◆ Exercise objective: Keep only those lines of the records that include the string "opened".

◆ Input records:
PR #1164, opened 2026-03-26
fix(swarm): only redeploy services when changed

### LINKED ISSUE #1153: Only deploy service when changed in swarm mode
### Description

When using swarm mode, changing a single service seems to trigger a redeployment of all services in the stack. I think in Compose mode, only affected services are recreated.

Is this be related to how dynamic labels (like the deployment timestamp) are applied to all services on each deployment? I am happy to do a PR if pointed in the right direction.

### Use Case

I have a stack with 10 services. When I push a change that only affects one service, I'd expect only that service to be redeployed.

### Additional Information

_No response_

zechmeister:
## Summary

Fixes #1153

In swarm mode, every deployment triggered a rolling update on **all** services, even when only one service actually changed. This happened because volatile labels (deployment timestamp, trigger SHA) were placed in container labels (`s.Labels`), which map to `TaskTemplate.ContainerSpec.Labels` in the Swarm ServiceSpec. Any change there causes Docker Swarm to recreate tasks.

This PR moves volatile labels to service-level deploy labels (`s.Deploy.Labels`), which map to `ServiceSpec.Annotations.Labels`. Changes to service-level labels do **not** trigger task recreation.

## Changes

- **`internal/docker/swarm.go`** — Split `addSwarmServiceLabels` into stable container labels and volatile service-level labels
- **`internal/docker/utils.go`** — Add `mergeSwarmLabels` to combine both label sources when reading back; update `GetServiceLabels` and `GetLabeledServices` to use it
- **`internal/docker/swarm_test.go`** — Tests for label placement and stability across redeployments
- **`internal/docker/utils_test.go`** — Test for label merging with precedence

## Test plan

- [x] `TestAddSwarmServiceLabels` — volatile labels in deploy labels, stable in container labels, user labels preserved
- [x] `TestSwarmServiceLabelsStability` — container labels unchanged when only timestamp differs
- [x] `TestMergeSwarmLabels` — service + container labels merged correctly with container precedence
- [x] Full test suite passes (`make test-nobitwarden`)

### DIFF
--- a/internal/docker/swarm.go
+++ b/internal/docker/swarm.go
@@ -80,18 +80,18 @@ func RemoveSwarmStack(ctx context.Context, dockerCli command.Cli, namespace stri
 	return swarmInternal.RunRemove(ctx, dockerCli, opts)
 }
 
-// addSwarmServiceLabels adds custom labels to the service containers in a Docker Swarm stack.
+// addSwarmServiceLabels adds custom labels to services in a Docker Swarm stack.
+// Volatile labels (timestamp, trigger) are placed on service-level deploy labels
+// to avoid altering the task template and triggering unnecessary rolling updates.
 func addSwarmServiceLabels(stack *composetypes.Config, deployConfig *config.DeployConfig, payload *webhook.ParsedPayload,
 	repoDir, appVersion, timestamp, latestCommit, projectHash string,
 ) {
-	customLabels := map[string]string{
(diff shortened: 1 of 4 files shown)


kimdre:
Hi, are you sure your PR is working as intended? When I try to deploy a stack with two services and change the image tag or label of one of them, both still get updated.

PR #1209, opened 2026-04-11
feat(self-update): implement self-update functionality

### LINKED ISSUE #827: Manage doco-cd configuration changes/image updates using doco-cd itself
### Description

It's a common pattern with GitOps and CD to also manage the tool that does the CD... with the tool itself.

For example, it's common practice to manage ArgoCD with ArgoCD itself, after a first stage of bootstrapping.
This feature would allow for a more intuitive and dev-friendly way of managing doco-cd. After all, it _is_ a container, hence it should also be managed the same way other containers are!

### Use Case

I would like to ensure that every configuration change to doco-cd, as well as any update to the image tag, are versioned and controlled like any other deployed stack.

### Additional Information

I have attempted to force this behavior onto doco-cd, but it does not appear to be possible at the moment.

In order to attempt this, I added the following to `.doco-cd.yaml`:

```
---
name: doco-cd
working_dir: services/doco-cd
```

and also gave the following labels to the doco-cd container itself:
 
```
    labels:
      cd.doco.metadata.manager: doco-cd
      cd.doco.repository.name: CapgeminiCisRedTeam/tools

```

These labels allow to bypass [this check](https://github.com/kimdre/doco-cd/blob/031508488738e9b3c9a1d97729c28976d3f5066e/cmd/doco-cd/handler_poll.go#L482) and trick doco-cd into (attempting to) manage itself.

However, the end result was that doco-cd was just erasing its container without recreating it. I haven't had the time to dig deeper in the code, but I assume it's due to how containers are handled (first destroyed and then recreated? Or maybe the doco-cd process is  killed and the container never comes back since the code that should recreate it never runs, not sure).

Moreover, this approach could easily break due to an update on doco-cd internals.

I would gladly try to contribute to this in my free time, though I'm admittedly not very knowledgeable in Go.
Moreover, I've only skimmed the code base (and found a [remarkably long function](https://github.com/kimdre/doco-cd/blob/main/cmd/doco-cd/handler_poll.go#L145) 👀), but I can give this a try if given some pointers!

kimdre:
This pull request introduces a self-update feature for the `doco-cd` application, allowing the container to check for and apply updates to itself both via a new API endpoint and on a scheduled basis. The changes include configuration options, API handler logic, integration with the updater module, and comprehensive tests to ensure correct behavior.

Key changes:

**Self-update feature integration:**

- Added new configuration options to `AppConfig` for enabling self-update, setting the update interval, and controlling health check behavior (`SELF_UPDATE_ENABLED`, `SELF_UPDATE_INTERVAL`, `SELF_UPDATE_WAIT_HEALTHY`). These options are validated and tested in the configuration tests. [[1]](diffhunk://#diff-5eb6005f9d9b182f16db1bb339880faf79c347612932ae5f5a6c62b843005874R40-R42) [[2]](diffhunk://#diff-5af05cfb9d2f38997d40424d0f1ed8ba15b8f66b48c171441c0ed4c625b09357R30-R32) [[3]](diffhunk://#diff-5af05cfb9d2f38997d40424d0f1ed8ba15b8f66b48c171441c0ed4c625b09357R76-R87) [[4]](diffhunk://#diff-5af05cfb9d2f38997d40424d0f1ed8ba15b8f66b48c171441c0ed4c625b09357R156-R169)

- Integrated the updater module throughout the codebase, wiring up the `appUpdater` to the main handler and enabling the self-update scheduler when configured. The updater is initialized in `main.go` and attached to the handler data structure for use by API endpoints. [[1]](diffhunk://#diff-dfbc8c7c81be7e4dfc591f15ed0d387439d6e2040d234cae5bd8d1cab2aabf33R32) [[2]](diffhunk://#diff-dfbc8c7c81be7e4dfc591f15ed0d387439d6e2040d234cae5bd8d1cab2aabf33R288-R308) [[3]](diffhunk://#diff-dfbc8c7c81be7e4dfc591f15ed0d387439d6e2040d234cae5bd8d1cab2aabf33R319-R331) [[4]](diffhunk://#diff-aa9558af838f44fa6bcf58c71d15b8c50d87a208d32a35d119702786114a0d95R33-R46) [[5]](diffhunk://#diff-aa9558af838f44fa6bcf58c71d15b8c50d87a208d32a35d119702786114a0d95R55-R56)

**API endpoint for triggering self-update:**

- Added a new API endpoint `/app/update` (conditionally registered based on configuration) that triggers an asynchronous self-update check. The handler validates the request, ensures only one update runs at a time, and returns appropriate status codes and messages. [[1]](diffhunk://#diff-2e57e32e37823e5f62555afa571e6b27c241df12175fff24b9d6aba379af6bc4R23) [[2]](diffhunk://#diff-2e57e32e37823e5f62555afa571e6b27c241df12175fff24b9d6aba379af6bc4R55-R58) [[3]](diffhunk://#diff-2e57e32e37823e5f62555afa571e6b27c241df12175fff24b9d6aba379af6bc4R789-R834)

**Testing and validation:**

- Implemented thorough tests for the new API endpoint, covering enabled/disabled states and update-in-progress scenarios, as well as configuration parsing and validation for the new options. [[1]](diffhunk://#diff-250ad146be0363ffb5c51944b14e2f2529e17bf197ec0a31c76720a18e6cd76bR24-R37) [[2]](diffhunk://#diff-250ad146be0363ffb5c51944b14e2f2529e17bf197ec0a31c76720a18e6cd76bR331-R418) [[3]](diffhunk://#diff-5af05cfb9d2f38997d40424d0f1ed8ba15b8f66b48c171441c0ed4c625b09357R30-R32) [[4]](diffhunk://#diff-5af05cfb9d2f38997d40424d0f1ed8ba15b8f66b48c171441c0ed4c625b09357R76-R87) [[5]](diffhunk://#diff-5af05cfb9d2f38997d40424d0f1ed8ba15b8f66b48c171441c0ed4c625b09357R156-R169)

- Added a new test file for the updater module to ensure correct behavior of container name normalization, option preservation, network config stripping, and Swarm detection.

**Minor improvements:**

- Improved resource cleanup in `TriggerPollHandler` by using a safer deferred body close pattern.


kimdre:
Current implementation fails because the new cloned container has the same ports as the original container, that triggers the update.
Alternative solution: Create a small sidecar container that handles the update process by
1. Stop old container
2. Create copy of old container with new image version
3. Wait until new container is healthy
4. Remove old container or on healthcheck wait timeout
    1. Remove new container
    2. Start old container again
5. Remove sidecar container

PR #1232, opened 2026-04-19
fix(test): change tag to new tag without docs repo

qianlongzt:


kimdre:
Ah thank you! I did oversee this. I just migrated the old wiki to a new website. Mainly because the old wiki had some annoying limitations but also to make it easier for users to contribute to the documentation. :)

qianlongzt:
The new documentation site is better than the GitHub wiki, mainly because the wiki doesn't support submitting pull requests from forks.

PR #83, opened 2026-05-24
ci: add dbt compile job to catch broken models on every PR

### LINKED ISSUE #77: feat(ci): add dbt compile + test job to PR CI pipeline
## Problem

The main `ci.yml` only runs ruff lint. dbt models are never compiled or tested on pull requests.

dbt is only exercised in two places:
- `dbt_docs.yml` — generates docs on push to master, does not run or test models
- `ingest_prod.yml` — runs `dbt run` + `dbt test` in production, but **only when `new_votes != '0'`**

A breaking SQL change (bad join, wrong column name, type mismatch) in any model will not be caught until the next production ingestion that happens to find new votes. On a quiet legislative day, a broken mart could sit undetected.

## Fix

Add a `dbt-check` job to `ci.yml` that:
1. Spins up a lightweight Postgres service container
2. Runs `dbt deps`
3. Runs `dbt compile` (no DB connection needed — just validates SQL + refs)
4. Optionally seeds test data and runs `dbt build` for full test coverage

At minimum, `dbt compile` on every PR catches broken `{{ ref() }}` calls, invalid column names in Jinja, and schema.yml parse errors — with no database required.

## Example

◆ Solution below:
PR #1164, opened 2026-03-26
PR #1209, opened 2026-04-11
PR #1232, opened 2026-04-19
PR #83, opened 2026-05-24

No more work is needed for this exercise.